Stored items
▬▬▬

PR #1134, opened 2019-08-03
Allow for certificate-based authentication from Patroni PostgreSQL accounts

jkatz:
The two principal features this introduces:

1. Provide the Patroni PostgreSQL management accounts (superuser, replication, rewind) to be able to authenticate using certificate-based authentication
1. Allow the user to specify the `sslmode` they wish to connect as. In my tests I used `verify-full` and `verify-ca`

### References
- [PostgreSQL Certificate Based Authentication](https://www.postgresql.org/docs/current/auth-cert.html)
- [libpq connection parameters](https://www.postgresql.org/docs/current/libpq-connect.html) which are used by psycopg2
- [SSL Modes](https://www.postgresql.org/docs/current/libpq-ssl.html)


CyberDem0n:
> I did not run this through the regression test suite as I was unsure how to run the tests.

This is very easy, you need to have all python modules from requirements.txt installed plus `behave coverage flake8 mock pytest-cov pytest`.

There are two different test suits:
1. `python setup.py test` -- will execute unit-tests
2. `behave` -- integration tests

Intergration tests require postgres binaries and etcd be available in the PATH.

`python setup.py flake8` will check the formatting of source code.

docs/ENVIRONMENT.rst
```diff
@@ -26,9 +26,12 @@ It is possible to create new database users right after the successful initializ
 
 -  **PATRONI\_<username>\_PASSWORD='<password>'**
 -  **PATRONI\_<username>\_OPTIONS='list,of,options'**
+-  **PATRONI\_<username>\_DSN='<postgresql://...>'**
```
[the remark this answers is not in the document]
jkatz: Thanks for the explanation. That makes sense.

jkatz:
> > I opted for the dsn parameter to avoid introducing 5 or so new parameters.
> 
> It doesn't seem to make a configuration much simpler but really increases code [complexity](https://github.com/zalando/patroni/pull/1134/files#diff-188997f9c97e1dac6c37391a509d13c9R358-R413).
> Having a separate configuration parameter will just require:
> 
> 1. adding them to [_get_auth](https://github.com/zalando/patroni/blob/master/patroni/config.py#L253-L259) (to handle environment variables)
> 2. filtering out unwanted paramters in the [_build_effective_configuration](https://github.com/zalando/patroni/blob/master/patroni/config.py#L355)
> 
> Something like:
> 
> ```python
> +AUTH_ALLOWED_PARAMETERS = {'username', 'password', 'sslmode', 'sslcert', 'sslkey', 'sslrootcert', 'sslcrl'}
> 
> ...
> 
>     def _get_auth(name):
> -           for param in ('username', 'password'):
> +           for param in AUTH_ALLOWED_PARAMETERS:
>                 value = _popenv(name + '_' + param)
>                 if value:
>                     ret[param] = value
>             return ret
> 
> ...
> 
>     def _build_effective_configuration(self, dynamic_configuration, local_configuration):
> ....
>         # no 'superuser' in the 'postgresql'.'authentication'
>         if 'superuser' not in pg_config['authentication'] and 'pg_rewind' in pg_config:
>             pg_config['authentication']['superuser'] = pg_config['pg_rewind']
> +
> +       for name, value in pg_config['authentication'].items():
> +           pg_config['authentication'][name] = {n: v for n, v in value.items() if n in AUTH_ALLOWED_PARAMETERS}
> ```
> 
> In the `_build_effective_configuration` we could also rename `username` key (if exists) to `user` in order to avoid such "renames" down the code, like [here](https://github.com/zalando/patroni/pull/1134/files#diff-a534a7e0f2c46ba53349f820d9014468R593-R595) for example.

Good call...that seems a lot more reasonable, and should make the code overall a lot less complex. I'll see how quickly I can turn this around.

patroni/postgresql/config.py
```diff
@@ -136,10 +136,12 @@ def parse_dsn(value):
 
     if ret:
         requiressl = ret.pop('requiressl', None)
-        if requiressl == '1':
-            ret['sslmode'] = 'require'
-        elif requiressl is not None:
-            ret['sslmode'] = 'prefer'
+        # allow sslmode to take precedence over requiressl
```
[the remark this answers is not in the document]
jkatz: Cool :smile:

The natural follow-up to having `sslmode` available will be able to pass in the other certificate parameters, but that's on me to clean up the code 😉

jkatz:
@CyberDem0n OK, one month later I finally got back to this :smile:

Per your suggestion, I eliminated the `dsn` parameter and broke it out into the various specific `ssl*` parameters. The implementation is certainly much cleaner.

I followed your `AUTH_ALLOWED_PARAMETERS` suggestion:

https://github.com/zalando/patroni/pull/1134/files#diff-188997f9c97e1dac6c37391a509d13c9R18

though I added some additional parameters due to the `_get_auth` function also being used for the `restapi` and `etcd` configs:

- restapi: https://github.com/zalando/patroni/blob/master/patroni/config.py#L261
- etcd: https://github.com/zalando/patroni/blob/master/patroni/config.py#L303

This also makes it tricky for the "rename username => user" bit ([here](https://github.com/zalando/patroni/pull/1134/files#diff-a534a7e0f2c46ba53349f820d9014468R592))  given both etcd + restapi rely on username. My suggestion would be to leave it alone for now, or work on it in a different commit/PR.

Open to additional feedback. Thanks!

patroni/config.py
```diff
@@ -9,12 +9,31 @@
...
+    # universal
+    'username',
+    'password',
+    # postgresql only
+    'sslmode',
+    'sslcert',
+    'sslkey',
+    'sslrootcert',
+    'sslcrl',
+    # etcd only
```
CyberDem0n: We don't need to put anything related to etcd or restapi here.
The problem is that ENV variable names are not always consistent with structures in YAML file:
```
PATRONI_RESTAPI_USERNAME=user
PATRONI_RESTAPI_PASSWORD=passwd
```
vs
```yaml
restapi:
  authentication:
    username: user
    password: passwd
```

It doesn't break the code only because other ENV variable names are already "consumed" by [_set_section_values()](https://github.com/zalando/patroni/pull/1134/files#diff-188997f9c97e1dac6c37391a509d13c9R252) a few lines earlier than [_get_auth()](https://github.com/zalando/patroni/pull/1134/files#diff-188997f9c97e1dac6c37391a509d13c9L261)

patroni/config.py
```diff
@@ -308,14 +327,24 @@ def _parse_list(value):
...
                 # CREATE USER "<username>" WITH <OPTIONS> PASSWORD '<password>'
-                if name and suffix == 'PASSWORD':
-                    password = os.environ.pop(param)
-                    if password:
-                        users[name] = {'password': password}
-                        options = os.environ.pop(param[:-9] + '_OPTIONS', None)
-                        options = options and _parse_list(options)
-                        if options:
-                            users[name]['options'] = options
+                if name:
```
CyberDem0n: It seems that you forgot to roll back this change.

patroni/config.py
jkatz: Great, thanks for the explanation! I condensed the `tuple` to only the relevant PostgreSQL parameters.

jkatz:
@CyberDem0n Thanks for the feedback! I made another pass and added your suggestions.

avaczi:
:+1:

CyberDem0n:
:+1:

▬▬▬

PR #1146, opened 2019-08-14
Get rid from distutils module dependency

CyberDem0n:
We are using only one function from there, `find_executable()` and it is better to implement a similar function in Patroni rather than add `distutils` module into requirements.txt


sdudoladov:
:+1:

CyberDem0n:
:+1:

▬▬▬

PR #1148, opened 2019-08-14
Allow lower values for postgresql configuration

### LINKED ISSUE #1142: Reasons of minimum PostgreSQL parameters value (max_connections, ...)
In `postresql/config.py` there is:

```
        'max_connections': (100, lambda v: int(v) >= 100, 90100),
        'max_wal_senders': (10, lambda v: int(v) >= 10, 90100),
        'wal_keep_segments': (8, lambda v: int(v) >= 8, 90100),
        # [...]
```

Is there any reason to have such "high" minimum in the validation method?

▬▬▬

Report each line in the entries where the string "docs" occurs.

* [Solution below]
- [PostgreSQL Certificate Based Authentication](https://www.postgresql.org/docs/current/auth-cert.html)
- [libpq connection parameters](https://www.postgresql.org/docs/current/libpq-connect.html) which are used by psycopg2
- [SSL Modes](https://www.postgresql.org/docs/current/libpq-ssl.html)
docs/ENVIRONMENT.rst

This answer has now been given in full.